▸ **INSTRUCTIONS TO FOLLOW**
Filter the entries for the string "Helpers". Copy each line that has it.
:: RECORDS FOR THIS TASK
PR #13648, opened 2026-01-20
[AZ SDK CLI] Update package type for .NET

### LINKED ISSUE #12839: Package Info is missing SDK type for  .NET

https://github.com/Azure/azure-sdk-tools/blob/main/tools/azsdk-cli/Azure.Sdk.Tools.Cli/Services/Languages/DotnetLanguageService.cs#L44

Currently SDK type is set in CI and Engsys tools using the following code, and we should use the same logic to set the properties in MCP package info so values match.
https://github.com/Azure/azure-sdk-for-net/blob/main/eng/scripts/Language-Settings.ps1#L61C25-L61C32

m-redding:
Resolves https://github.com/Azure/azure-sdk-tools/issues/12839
::::
:: RECORDS FOR THIS TASK
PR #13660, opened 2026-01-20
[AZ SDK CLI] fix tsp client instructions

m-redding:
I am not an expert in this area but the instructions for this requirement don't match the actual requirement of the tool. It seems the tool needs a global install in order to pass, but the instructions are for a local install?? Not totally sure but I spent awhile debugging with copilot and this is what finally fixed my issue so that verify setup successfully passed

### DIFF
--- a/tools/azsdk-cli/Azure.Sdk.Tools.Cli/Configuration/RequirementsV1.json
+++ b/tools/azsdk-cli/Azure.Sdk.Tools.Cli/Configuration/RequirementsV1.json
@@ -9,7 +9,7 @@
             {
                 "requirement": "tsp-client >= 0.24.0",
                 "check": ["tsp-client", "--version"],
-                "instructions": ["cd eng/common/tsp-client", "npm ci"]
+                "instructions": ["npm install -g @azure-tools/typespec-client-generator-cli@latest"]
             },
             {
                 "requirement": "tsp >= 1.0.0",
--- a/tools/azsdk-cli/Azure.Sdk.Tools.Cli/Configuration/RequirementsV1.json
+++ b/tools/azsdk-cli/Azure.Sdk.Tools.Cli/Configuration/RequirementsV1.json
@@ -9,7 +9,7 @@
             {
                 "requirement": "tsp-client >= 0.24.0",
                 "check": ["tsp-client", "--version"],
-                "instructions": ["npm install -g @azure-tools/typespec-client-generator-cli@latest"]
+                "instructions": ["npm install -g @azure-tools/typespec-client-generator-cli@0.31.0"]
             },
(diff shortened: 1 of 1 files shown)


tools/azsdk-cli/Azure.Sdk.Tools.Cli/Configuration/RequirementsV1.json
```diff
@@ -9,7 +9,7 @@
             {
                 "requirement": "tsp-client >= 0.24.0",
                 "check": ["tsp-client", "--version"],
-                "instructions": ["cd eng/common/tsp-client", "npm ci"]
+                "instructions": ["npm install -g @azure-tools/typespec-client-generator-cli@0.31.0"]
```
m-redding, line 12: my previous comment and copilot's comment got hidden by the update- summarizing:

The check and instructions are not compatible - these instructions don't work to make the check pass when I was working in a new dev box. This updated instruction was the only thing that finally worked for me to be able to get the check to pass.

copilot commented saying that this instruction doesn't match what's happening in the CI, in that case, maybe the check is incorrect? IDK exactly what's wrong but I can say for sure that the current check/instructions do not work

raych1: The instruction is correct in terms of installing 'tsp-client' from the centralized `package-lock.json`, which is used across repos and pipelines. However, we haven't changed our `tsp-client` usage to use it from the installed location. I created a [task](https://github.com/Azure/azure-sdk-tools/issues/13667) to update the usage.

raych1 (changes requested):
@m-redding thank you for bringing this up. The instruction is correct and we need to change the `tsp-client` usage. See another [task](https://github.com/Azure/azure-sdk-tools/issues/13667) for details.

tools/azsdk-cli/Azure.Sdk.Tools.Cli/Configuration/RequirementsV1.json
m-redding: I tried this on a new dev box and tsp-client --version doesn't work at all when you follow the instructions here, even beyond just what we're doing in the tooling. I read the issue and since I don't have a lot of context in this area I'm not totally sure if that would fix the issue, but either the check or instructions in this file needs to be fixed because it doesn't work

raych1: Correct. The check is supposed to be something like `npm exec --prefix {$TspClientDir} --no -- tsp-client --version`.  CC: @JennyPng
::::
:: RECORDS FOR THIS TASK
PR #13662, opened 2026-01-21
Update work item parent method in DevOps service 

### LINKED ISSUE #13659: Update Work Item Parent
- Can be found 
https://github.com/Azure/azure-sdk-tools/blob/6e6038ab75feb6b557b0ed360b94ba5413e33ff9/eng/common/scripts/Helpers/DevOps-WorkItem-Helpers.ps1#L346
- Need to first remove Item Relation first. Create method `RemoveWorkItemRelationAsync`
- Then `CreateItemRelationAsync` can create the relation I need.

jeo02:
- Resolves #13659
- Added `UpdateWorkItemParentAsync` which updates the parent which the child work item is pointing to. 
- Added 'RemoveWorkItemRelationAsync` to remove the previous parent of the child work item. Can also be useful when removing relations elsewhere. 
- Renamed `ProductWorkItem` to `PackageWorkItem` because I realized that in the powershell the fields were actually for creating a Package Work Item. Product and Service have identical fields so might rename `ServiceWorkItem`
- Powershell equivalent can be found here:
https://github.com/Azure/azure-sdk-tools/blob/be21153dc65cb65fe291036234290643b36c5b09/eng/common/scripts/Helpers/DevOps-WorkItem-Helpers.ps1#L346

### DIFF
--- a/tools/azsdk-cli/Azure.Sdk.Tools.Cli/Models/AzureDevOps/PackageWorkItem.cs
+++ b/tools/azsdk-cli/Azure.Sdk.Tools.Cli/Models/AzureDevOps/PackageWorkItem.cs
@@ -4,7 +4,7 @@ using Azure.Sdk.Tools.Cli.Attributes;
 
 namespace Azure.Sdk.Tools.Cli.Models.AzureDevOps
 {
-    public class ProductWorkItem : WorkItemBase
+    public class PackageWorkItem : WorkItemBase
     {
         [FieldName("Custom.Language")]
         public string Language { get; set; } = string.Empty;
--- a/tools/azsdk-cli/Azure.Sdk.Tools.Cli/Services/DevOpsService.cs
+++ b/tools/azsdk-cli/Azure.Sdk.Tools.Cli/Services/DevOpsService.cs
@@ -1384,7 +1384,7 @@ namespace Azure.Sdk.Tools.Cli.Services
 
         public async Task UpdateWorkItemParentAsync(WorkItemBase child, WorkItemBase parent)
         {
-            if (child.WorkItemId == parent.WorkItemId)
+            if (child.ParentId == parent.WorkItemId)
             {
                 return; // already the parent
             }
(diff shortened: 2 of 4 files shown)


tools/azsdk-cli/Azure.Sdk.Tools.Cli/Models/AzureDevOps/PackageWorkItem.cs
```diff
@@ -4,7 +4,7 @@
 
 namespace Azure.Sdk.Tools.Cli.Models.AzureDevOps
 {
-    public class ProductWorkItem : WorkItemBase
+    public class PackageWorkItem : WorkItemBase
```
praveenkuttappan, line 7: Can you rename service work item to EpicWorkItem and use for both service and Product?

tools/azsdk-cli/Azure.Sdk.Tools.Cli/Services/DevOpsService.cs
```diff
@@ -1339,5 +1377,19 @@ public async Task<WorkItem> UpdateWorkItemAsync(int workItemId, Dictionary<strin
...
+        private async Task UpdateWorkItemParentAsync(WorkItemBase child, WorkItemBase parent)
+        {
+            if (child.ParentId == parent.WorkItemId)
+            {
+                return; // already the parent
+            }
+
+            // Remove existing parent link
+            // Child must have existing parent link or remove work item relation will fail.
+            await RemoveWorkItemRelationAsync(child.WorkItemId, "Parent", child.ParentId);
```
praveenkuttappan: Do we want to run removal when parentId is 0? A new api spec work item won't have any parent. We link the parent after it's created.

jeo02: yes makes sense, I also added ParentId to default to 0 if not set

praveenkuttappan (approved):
::::
▸ **ANSWER SPACE**
https://github.com/Azure/azure-sdk-tools/blob/6e6038ab75feb6b557b0ed360b94ba5413e33ff9/eng/common/scripts/Helpers/DevOps-WorkItem-Helpers.ps1#L346
https://github.com/Azure/azure-sdk-tools/blob/be21153dc65cb65fe291036234290643b36c5b09/eng/common/scripts/Helpers/DevOps-WorkItem-Helpers.ps1#L346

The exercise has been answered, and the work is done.